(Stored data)
PR #2908, opened 2023-04-15
Fix/virtenv fallback

andre-merzky:
This fixes a recently introduced problem: we removed local virtualenv download/deployment in favor of `python -m venv` as `venv` is now a core python module.  It turns out though that `venv` is not always usable as some Linux python distributions opt for an incomplete deployment of dependent modules.  This PR re-introduces the old `virtualenv` deployment as a fallback, but uses an updated `virtualenv` version to work around issues which prompted the change in the first place.

### DIFF
--- a/src/radical/pilot/agent/bootstrap_0.sh
+++ b/src/radical/pilot/agent/bootstrap_0.sh
@@ -94,6 +94,7 @@ PILOT_ID=
 RP_VERSION=
 PYTHON=
 PYTHON_DIST=
+VIRTENV_DIST=
 SESSION_ID=
 SESSION_SANDBOX=
 PILOT_SANDBOX=`pwd`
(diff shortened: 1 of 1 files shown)


src/radical/pilot/agent/bootstrap_0.sh
```diff
@@ -993,19 +1001,81 @@ virtenv_create()
...
+                echo "ERROR: couldn't create virtualenv"
+                return 1
+            fi
+        fi
+
+        # clean out virtenv sources
+        if test -d "$VIRTENV_DIR"
         then
-            echo "ERROR: couldn't create virtualenv"
-            return 1
```
mtitov, line 1008: should we just install `virtualenv` with `pip`, if `venv` is unavailable?
```
pip install virtualenv
VIRTENV_CMD="virtualenv"
```

also I don't think we need to return back `VIRTENV_DIST`, we can just check (1) `venv`, (2) `virtualenv` through `pip`, (3) a direct link for `virtualenv-16.7.5` (but I don't think we need this third option)

p.s. `"$virtenv_dist" = "20.21.0"` - this versioning is unclear, since it is not related to `virtualenv`, but to `curl` flags; and that bringing back to my point about `virtualenv_dist`

andre-merzky: check `venv`, if not check `virtualenv`,  if not download `virtualenv`.

mtitov (approved):
LGTM!

PR #1, opened 2020-10-22
Enable Shell based unit tests

spbrogan:


Platforms/QemuQ35Pkg/Plugins/QemuRunner/QemuRunner.py
```diff
@@ -1,10 +1,37 @@
...
 #
 # Copyright (c) Microsoft Corporation
-#
+# SPDX-License-Identifier: BSD-2-Clause-Patent
 ##
 
+#####
+# env Variables used in this plugin
+#
+# STARTUP_NSH_DIRTY:
```
out0xb2, line 12: Misleading name.  To match current code behavior, should be renamed DO_NOT_FORMAT_VIRTUAL_DRIVE, because it has nothing to do with startup.nsh.  The current code wipes the virtual drive even when **MAKE**_STARTUP_NSH is not TRUE.  I would prefer that, by default, if no parameters are specified, that the virtual drive is **NOT** formatted.  If the user specifies to make a startup.nsh, okay, then the default behavior can include wiping the drive unless this flag is also set to TRUE ...

spbrogan:
this was resolved in another PR

PR #7, opened 2021-01-04
add readme change to test for bug

spbrogan:


spbrogan:
closing.  the path for the DSC says it must be workspace relative....that is not really true...As long as the Pr_eval settings manager passing packages path (like it should) then the path can be relative.  Q35 does this correctly.

PR #89, opened 2022-10-14
[Rebase & FF] Integrate MM_SUPV into Q35 platform

kuqin12:
This change updated original OVMF package code to extend the support for MM_STANDALONE drivers for x86 systems. The dynamic PCDs are replaced by check-and-assert logic.

The system is verified bootable to Windows on Q35 system.


Platforms/QemuQ35Pkg/PlatformPei/Platform.c
```diff
@@ -433,18 +450,22 @@ MiscInitialization (
...
-                    PcdOvmfHostBridgePciDevId,
-                    MICROVM_PSEUDO_DEVICE_ID
-                    );
+      PcdStatus = EFI_UNSUPPORTED;
+      // MU_CHANGE: Remove dynamic PCD set to support usage in Standalone MM
+      // PcdStatus = PcdSet16S (
+      //               PcdOvmfHostBridgePciDevId,
+      //               MICROVM_PSEUDO_DEVICE_ID
+      //               );
       ASSERT_RETURN_ERROR (PcdStatus);
```
os-d, line 459: Maybe we never hit these cases, but won't this and the next one assert 100% of the time?

Platforms/QemuQ35Pkg/QemuFlashFvbServicesRuntimeDxe/FwBlockService.c
```diff
@@ -1129,7 +1131,10 @@ FvbInitialize (
   //
   InstallVirtualAddressChangeHandler ();
 
-  PcdStatus = PcdSetBoolS (PcdOvmfFlashVariablesEnable, TRUE);
-  ASSERT_RETURN_ERROR (PcdStatus);
+  // MU_CHANGE: Abstract dynamic PCD set to support Standalone MM
+  // PcdStatus = PcdSetBoolS (PcdOvmfFlashVariablesEnable, TRUE);
+  // ASSERT_RETURN_ERROR (PcdStatus);
```
os-d, line 1136: For all the commented out code segments can we just remove that code? Or do you think there is value in keeping the old code as reference for what was changed?

Platforms/QemuQ35Pkg/PlatformPei/Platform.c
kuqin12: Yes :) It is basically saying that we are not supporting types other than Q35.

Platforms/QemuQ35Pkg/QemuFlashFvbServicesRuntimeDxe/FwBlockService.c
kuqin12: I think it makes sense now. This was made before the removal of OvmfPkg, I will go through them and see if what can be cleaned up in that regard.

apop5 (approved):

Platforms/QemuQ35Pkg/QemuFlashFvbServicesRuntimeDxe/FwBlockService.h
```diff
@@ -194,4 +194,9 @@ SetPcdFlashNvStorageBaseAddresses (
   VOID
   );
 
+VOID
+UpdateOvmfFlashVariablesEnable (
```
kenlautner, line 198: Any particular reason why you have Ovmf in the name of this new function?  Given that we've gotten rid of the package.

Platforms/QemuQ35Pkg/QemuQ35Pkg.ci.yaml
```diff
@@ -42,7 +43,7 @@
             "SetupDataPkg/SetupDataPkg.dec",
             "MfciPkg/MfciPkg.dec",
             "OemPkg/OemPkg.dec",
-            "QemuQ35Pkg/QemuQ35Pkg.dec"
+            "QemuQ35Pkg/QemuQ35Pkg.dec",
```
kenlautner, line 46: This comma seems unnecessary.

Platforms/QemuQ35Pkg/QemuFlashFvbServicesRuntimeDxe/FwBlockService.h
kuqin12: Not anymore~ will update.

kenlautner (approved):

Platforms/QemuQ35Pkg/QemuQ35Pkg.ci.yaml
kuqin12: Removed.

Platforms/QemuQ35Pkg/QemuFlashFvbServicesRuntimeDxe/FwBlockService.h
kuqin12: Renamed to QEMU flash variable.

Platforms/QemuQ35Pkg/QemuFlashFvbServicesRuntimeDxe/FwBlockService.c
kuqin12: Went through all commits another round. The comments should be removed now.

PR #102, opened 2022-10-21
Remove OvmfPkg From CI Build

os-d:
With OvmfPkg removed from the repo, local CI builds fail if `-p QemuQ35Pkg` is not passed in because OvmfPkg is still referenced. The pipeline builds pass this parameter, which is why they do not fail.

Use the brackets because without them Python tries to iterate over the string and build a Q pkg, an e pkg, an m pkg, etc.


.pytool/CISettings.py
```diff
@@ -41,10 +41,7 @@ def GetPackagesSupported(self):
         ''' return iterable of edk2 packages supported by this build.
         These should be edk2 workspace relative paths '''
 
-        return (
-                "OvmfPkg",
-                "QemuQ35Pkg"
-                )
+        return {"QemuQ35Pkg"}
```
Javagedes, line 44:
```suggestion
        return ("QemuQ35Pkg",)
```

Javagedes (changes requested):

kuqin12 (approved):

.pytool/CISettings.py
os-d: Changed.

makubacki (approved):

Javagedes (approved):

apop5 (approved):

apop5 (approved):

apop5 (approved):

cfernald (approved):

PR #136, opened 2022-11-12
Implement SetPackages API so that invalid packages will raise exceptions rather than silently fail

spbrogan:
_Moving back to draft.   I want to see if the parameter validation can be handled by common logic in the invokable.  Below is a unfinished draft write up_

Update QemuQ35Pkg's platformbuild.py to implement the SetPackages API of the multipackage invocable Settings Manager to catch command line invokers that provide the wrong parameter and thus cause the stuart_pr_eval tool to execute incorrectly.

Stuart_PR_Eval is a multipackage aware tool which means that it has a cmd line parameter for the package to operate on. 
 For PR_Eval SetPackages has a default API that allows a subclass to not implement the function.


makubacki (approved):

makubacki:
If you're planning to squash, I recommend updating the PR description to explain the separate changes. If rebase & ff (which seems more appropriate), then the merge commit will need cleaned up and it would be nice for each to commit to have a description.

kuqin12 (approved):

* **EXERCISE OBJECTIVE**
Filter the entries down to the lines containing "SetPackages". Copy each of those lines.

* **COMPLETED EXERCISE**
Implement SetPackages API so that invalid packages will raise exceptions rather than silently fail
Update QemuQ35Pkg's platformbuild.py to implement the SetPackages API of the multipackage invocable Settings Manager to catch command line invokers that provide the wrong parameter and thus cause the stuart_pr_eval tool to execute incorrectly.
 For PR_Eval SetPackages has a default API that allows a subclass to not implement the function.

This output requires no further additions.